Wednesday, August 17, 2022

Classified Clearances

 

With all the news on the recent search of #45’s home at Mar-a-Lago and the boxes of documents classified as Top Secret Sensitive Compartmented Information, I have been recalling my years as an Air Force Intelligence Officer during the Vietnam conflict and the Top Secret SCI clearance that I had. We simply called it a coded clearance and it required a serious background investigation even though I already had a top secret clearance when I arrived at Clark Air Base as a recent graduate of the nine-month Intelligence School at Lowry AFB (now closed). I worked in a secure facility … 12 hour shift work, 3 shifts on and 4 days off … not so bad … lots of time to get into trouble which I managed to do … not on purpose, though. I read many highly classified texts … my job was to summarize and synthesize what I read during my shift to pass along to the high ranking officers the next day. Most or the time it was just the number of people killed although I read about John McCain’s capture and detention in North Vietnam during my tenure. I vaguely recall there being levels of TS SCI clearance and I think mine was at the third level – relatively low level … there were many more levels … at least eight, I believe … probably more than that. In addition, I learned that one could not share TS SCI information even with someone with the appropriate clearance if that person did not have a clear need to know. I even originated a rare few of those highly classified documents. I detested the war and hated my job but it was better than dropping bombs on people.

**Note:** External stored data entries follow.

PR #941, opened 2019-02-06
cleaned up ft_inv implementation

robertoostenveld:
as discussed over slack with @schoffelen 

@vlitvak , could you also have a look at this updated implementation (and updated help)?

### DIFF
--- a/private/ft_inv.m
+++ b/private/ft_inv.m
@@ -64,7 +64,7 @@ function Y = ft_inv(X, varargin)
 %
 %    FieldTrip is distributed in the hope that it will be useful,
 %    but WITHOUT ANY WARRANTY; without even the implied warranty of
-%    MERCHANTABILITY or FITNESS FOR X PARTICULAR PURPOSE.  See the
+%    MERCHANTABILITY or FITNESS FOR A PARTICULAR PURPOSE.  See the
 %    GNU General Public License for more details.
 %
 %    You should have received a copy of the GNU General Public License
--- a/private/ft_inv.m
+++ b/private/ft_inv.m
@@ -1,39 +1,58 @@
-function Ainv = ft_inv(A, varargin)
+function Y = ft_inv(X, varargin)
 
-% FT_INV computes a (regularized) inverse of a matrix.
+% FT_INV computes a matrix inverse with optional regularization.
 %
 % Use as
-%  Ainv = ft_inv(A, ...)
-% where optional additional arguments should be defined as key-value pairs.
+%  Y = ft_inv(X, ...)
 %
-% method    = 'svd', 'vanilla', 'moorepenrose', or 'winsorize',
-%               the default method is 'svd', and the matrix is regularized
-%               with a weighted identity matrix before inversion, using  
-%               a truncated svd, fixing the number of singular values
-%               according to kappa (see below) before reassembling
-%               the inverse. A non-zero lambda can be specified for
-%               regularization. If the method specified is 'vanilla', a normal 
-%               inv() is computed. If the method specified is 'moorepenrose',
-%               a Moore-Penrose pseudoinverse is computed. If the method 
-%               specified is 'winsorize', an svd based inverse is computed, based
-%               on the original singular values up to the kappa'th, but in addition the 
-%               the remaining singular values lambda are replaced by the value according
-%               to lambda.
-% kappa     = scalar integer, reflects the ordinal singular value at which
-%               the singular value spectrum will be fixed. A value <=0 will
-%               result in an all-zeros output matrix. Can be 'interactive'
-% lambda    = scalar, or string (expressed as a percentage), specifying the
-%               regularization parameter for Tikhonov regularization in the svd method,
-%               or the replacement value for winsorization. Lambda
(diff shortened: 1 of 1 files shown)


private/ft_inv.m
```diff
@@ -1,39 +1,58 @@
...
+%
+% 'moorepenrose' - the Moore-Penrose pseudoinverse is computed, no regularization is
+% applied.
+%
+% 'tsvd' - this results in a pseudoinverse based on a singular value decomposition,
+% truncating the singular values according to either kappa or tolerance parameter
+% before reassembling the inverse.
+%
+% 'tikhonov' - the matrix is regularized according to the Tikhonov method using the
+% labmda parameter, after which the truncated svd method (i.e. similar to MATLAB
```
schoffelen: lambda, rather than labmda

private/ft_inv.m
```diff
@@ -45,127 +64,175 @@
 %
 %    FieldTrip is distributed in the hope that it will be useful,
 %    but WITHOUT ANY WARRANTY; without even the implied warranty of
-%    MERCHANTABILITY or FITNESS FOR A PARTICULAR PURPOSE.  See the
+%    MERCHANTABILITY or FITNESS FOR X PARTICULAR PURPOSE.  See the
```
schoffelen: did you do a search replace all for the input argument? X -> A

robertoostenveld: well caught. Yes, my bad.

schoffelen:
looks good! feel free to merge.

vlitvak:
This only addresses my first comment but not the others. I still don't see how this interface will be extended for e.g. cliff detection.

2) The classic FT way of defining lambda is very problematic for maxfiltered data and you didn't fix that. It would make sense to set it at 5% of the values before the cliff but there is no good way to do that at the moment.

3) I would like to be able to set both lambda and kappa by clicking on the plot (ginput). 

4) I think the distinction between kappa and tolerance is confusing. It's all about the same thing: where do you truncate the eigenvalues.

robertoostenveld:
The goal for now was not to fix any issues, just to make a consistent implementation that is backward compatible. Cliff detection relates to the kappa parameter. I can image extensions such as kappa=‘auto’, or kappa=‘cliffdetect’. 

2. Data specific defaults are better set elsewhere: in documentation or in the high-level function, where the user can find them and where they can be part of computational provenance)

3. Indeed: have been thinking about that as well. Feel free to send a PR that implements it.

4. What do you propose?

vlitvak:
The problem with kappa=‘cliffdetect’ is that it does not allow for specifying extra parameters for cliff detection. 

2. The problem is not with documentation but with the fact that currently there is no way to specify lambda other than as a number of as a percentage of the mean trace whereas in the elekta case it would make sense to specify it as a percentage of mean non-truncated trace. Even if you know that, there is no way to do it other than by hand. 

4. I think using tolerance is just one of the possible ways of specifying kappa so it should be at the same level as e.g. cliff detection. My suggestion was to have 'lambda',  'lambdamethod', 'kappa' and 'kappamethod' but that would still assume that there is at most one parameter for any method. Alternatively, you could allow passing an additional struct with parameters or maybe two structs: one for lambda and one for kappa.

robertoostenveld:
2. *after* prewhitening (i.e. in the beamformer) the lambda value should be nicely behaved, since the eigenvalues should be ~1. Prior to prewhitening I don’t think that lambda should be used. So I propose ft_denoise_prewhiten with kappa, and then beamforming with lambda.

3. Lambda and kappa are themselves parameters, both are used differently for the different inverse methods. The lambda and kappa parameter themselves are not methods, but there can be methods for determining the actual parameter. Can we list the different methods for the parameters?

lambdamethod = absolute, interactive, percentageofmeaneigenvalue, percentageofmaximumeigenvalue
kappamethod = absolute, interactive, percentageofnumber, autocliff, lcurve

others?

vlitvak:
2. That would assume that everyone will pre-whiten, but I don't expect that to happen because in FT that has not been an established practice an not everyone has a baseline. 

3. That would work as long as you only need a single parameter. I'm fine with that just warning that at some point we might run into a method that requires two parameters. I would have 'threshold' as a kappamethod and then kappa would be 'tolerance'. I would also say that when both lambda and kappa are specified kappa takes precedence i.e. the eigenvalues are first truncated and then whatever was specified to get lambda is done.

robertoostenveld:
2. for eleka data everyone should prewhiten. I won’t support people that want to do it differently, in that case they are on their own. I will support people that need to prewhiten but don’t have a noise covariance, e.g. by having a template noise covariance (with 1 and 1/58th as relative scaling factors).

3. at a certain point we will run into methods that needs 3 or 4 or N parameters. Or another toolbox. Or lengthy computations. Libraries have been filled with books on matrix inversion, I don’t claim to be an authority here. Just trying to move forward, once step at a time.

vlitvak:
OK. I'll send an e-mail regarding my conclusion from the 'mystery' analysis. The bottom line is I don't see how whitening makes any difference there except for combining the two channeltypes. For that yes I agree that the default covariance should also help.

3. If you are happy with my other suggestions I'm happy to assume a single parameter.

At one point, I hosted an Air Force Captain – he became a Major while there - who was headed to Hong Kong to co-lead a highly classified intelligence monitoring operation along with a British officer. He had to await his TS SCI clearance which took months to get. We became friends and on one of my breaks I decided to visit him in Hong Kong. He even took me to that classified facility in the New Territories on a mountain ridge and introduced me to the British co-commander and his wife. I learned that one task at that facility was monitoring all of the air traffic in that part of the world … from southern China down to Indonesia and east and west likewise. The system was not yet perfected so that transmission of information was not yet automated but was being tested with hand developed messages that were not timely. When back at Clark Air Base I was on my third day of duty on a swing shift (4 pm to midnight) with a fresh second lieutenant coming on duty after me. He had not been briefed on the Hong Kong facility (that was not my job) and got one of those dummy messages and believing it to be serious sent it to PACAF HQ as if it was the real thing ... classified as a war message… it reported unusual air traffic conditions in Indonesia and PACAF HQ thought it was real and timely and called him that night and told him to retransmit it to the Pentagon … as a level 8 message which I could not have read even if I wanted to … but I was off to Bagio on my days off. That was the beginning of my troubles. When I came back to work, The Colonel called me in and read me the riot act as if I was responsible. The Colonel was fired that same day for incompetence and I was blamed for that as well, although I had nothing to do with the matter. That was when the powers that remained at CLARK AB decided to punish me and send me to Thailand to be in charge of a group of enlisted misfits who had to build a fence around Ubon Air Base.

Well, the end of the story was that Al Gore senior eventually came to my rescue and I came back to Clark AB three months later to be with my wife and newborn son who just three months old … born just before I was sent to Thailand. So much for my TS SCI clearance. I did manage to escape the Air Force with an honorable discharge.